According to the RSPCA as many as 10 hedgehogs may visit a garden in a single night or it could be one busy animal. They have been living in the UK for a million years but are now suffering a terrible decline.
The State of Britain’s Hedgehogs 2022 report found that hedgehog numbers had declined by as much as 75% in some rural areas of the UK since 2000, with no sign of recovery. In contrast, the findings were more positive in urban areas, suggesting that hedgehog numbers were stabilising after many years of decline.
This difference highlights just how important places such as Woking could be to sustaining the UK population, acting as a refuge from the pressures hedgehogs face in the wider landscape.
By all means make your garden child and dog secure, but do make sure it is not hedgehog secure.

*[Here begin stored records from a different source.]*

PR #7598, opened 2020-07-10
 docker-compose .env file support dynamic values #3849

yamatoRT:
Hello,

For implement the issue #3849, i propose this PR.
I add the possibility to import the environment variable with bash interpreter, if you add `:bash` after the env file path.

```yaml
web:
  env_file:
    tests/fixtures/env/get_uuid.env:bash
```
with `tests/fixtures/env/get_uuid.env` env file :
```bash
CUSTOM_UUID=$(id -u)
CUSTOM_GUID=$(id -g)
```
If no interpreter is specify, we use dotenv format for retro compatibility.

### DIFF
--- a/compose/config/config.py
+++ b/compose/config/config.py
@@ -680,10 +680,21 @@ def resolve_environment(service_dict, environment=None, interpolate=True):
     """
     env = {}
     for env_file in service_dict.get('env_file', []):
-        env.update(env_vars_from_file(env_file, interpolate))
+        (path, interpreter) = split_path_and_interpreter(env_file)
+        env.update(env_vars_from_file(path, interpolate, interpreter=interpreter))
 
     env.update(parse_environment(service_dict.get('environment')))
     return dict(resolve_env_var(k, v, environment) for k, v in env.items())
+
+
+def split_path_and_interpreter(env_file_path):
+    drive, envfile_config = splitdrive(env_file_path)
+
+    if ':' in envfile_config:
+        (path, interpreter) = envfile_config.split(':', 1)
+        return (drive + path, interpreter)
+    else:
+        return (env_file_path, 'dotenv')
 
 
 def resolve_build_args(buildargs, environment):
--- a/compose/config/environment.py
+++ b/compose/config/environment.py
@@ -3,6 +3,7 @@ import os
 import re
 
 import dotenv
+from envbash import load_envbash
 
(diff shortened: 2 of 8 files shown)


ulyssessouza:
Hello @yamatoRT !

First of all, thank you for the interest on `docker-compose`!

We have 2 issues here. The first is that changes in the `compose format` should be proposed in https://github.com/compose-spec/compose-spec (the `:bash` part must be validated there).
Second issue is that I don't think it's a work for `docker-compose` to spawn a new process specified in the configuration file.
Specially when there are other "safer ways" to do that. Like in: 
```
TESTVAR=$(pwd) && echo $TESTVAR
```
In the example above the TESTVAR is properly fulfilled when `echo` tries to resolve it. The same can be done with `docker-compose`

yamatoRT:
Hello,
Thank you for your answer. I create a issue in compose-spec for resolve the first issue.

The solution `TESTVAR=$(pwd) && echo $TESTVAR` or `TESTVAR=$(pwd) docker-compose up ...` works but I find she isn't elegant because the user must modify variables outsite docker-compose files.
For me, it's have many problems :
  - if you many dynamic variables, the command looks like `VAR1=$(...) VAR2=$(...) VAR3=$(...) docker-compose up ...`
  - it is necessary explains at each user how set variables and it is necessary create documentation for it
  - by mistake, the user may set variables with bad value, it may be necessary to send error message for help the user, and it is additional dev

While with the dynamic env file :
  -  if you many dynamic variables, the command looks simply `docker-compose up ...`
  - there's not documentation to create
  - the user cannot mystake because he doesn't set any variables.

thaJeztah:
I'd definitely have concerns with this change. Think of an env file containing something like;

    FOO=$(rm -r ~/)

Or similar evil things (take your private keys and upload them?) would be really dangerous, and unexpected, and easy to trick users into running an example repository with a compose file

yamatoRT:
Hi,
I have had the answer of compose-spec in this issue https://github.com/compose-spec/compose-spec/issues/94. Them too, they don't agree with use subshell bash. I will close this PR.

michaelkrieger:
Sad.  This would be useful for a `.env` file containing
`COMPOSE_FILE: $(ls -m /compose-files/docker-*.yml | sed s%', '%':'%g)`
To finally allow a directory of compose files and make long compose files easier.

PR #7713, opened 2020-08-31
Fix bump of docker-py on `setup.py`

### LINKED ISSUE #7699: [1.27.0_rc2] Version bump missing in setup.py (but advertised as a bugfix in change log)
Hi!

I noticed that the change log of 1.27.0_rc2 advertises `Fix float to bytes conversion via docker-py bump to 4.3.1` (see 
45c6730e6464cb6e22439c558d3036647b301610) yet `setup.py` does not depend on that new version, see https://github.com/docker/compose/blob/45c6730e6464cb6e22439c558d3036647b301610/setup.py#L35

Is the bump missing in `setup.py`?

Best, Sebastian

ulyssessouza:
Resolves #7699


thaJeztah (approved):
SGTM

Issue #7742, opened 2020-09-09
docker-compose 1.27.0 does not run service using "run" when it's scale is 0


crossdot:
```
version: '2.4'
services:
  once:
    scale: 0
    image: alpine
```
`docker-compose run --rm once ps`
produces
`ERROR: Could not bring up the requested service`

I use it to single run tests inside the project, in docker-compose 1.26 it was working as expected.

#### Output of docker-compose version

```
docker-compose version 1.27.0, build unknown
docker-py version: 4.3.1
CPython version: 3.8.5
OpenSSL version: OpenSSL 1.1.1g  21 Apr 2020
```

#### Output of docker version                                                                                                                                                          
```
Client:
 Version:           19.03.12-ce
 API version:       1.40
 Go version:        go1.14.5
 Git commit:        48a66213fe
 Built:             Sat Jul 18 01:33:21 2020
 OS/Arch:           linux/amd64
 Experimental:      false

Server:
 Engine:
  Version:          19.03.12-ce
  API version:      1.40 (minimum version 1.12)
  Go version:       go1.14.5
  Git commit:       48a66213fe
  Built:            Sat Jul 18 01:32:59 2020
  OS/Arch:          linux/amd64
  Experimental:     false
 containerd:
  Version:          v1.4.0.m
  GitCommit:        09814d48d50816305a8e6c1a4ae3e2bcc4ba725a.m
 runc:
  Version:          1.0.0-rc92
  GitCommit:        ff819c7e9184c13b7c2607fe6c30ae19403a7aff
 docker-init:
  Version:          0.18.0
  GitCommit:        fec3683
```

PR #7746, opened 2020-09-10
Set service scale to 1 on `compose run`

aiordache:
Regression in 1.27.0

Set the service scale to 1 on a `compose run` otherwise it will start the number of containers set with the scale property.

Resolves https://github.com/docker/compose/issues/7742


ulyssessouza (approved):
LGTM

Holes through or under barriers only need to be 13cm x 13cm – that's about five inches.
We are just hoping Mrs Tiggy-Winkle will soon be ready for her close up.
The Numbers Game
It is very much a First World problem – inviting people to a party. How many? Will it be convivial? Places such as Venice, Japan and Cornwall have this problem magnified. Too many people want to come to visit.
This can be useful: they may be hard working – and willing to work. But they may have come just to observe the beauty of the place and, apart from parking fees, accommodation, and sustenance, they don’t do much for the place.
Some are not tourists. Some arrive because they are refugees. Why do we allow refugees into our country?
Refugees fleeing war, famine or persecution have been coming to Britain for many centuries but have we reached the point where we can no longer offer a safe haven or should we always try to find room for those genuinely unable to return to their homes? What would be the consequences of closing our doors?
On Saturday, 29 June, at the last Woking Debate of 2024, the question of refugees will be considered. This meeting was originally planned to be near the end of Refugee Week and is even more topical with the coming general election: discussion of a matter which has dominated the headlines for so long.
There are now four confirmed speakers: Jasmine Kapoor, Ray Northcott, Irina Creeger and Paul Hoekstra, who will lead this discussion. There will be ample opportunity for everyone to share their views and concerns about this important topic.
The meeting is at the Woking United Reformed Church in White Rose Lane, Woking GU22 7HA, from 11.00 am to 2.30pm. The meeting is free but donations are welcome.
For more details contact Keith Scott on 01483 824980 or email at [email protected].
Little Green Men
A reader has noticed that “the new pedestrian crossing lights – adjacent to what will eventually be the entrance, once it opens, to the Hilton Hotel to allow crossing of Victoria Way to Church Street West and continuation on to Goldsworth Road – is sporting a countdown timer to show just how much time hapless pedestrians have to cross before they are likely to be run down by impatient drivers, in the same way as can be found on the busy streets of London, Manhattan, and other large cities around the world.
“I find myself asking whether this actually does anything to help with safety as I suspect that, as happens with the traditional ‘red man’, some pedestrians will still continue to cross even once the count has reached zero or, unlike in Manhattan where there is the possibility of a jay walking charge, risking life and limb by chancing a crossing even later.”
Does that comment give pause for thought? Does it put panic into anyone watching that countdown? Are you capable of watching it without the theme tune for Countdown ear-worming you? Three, Two, One.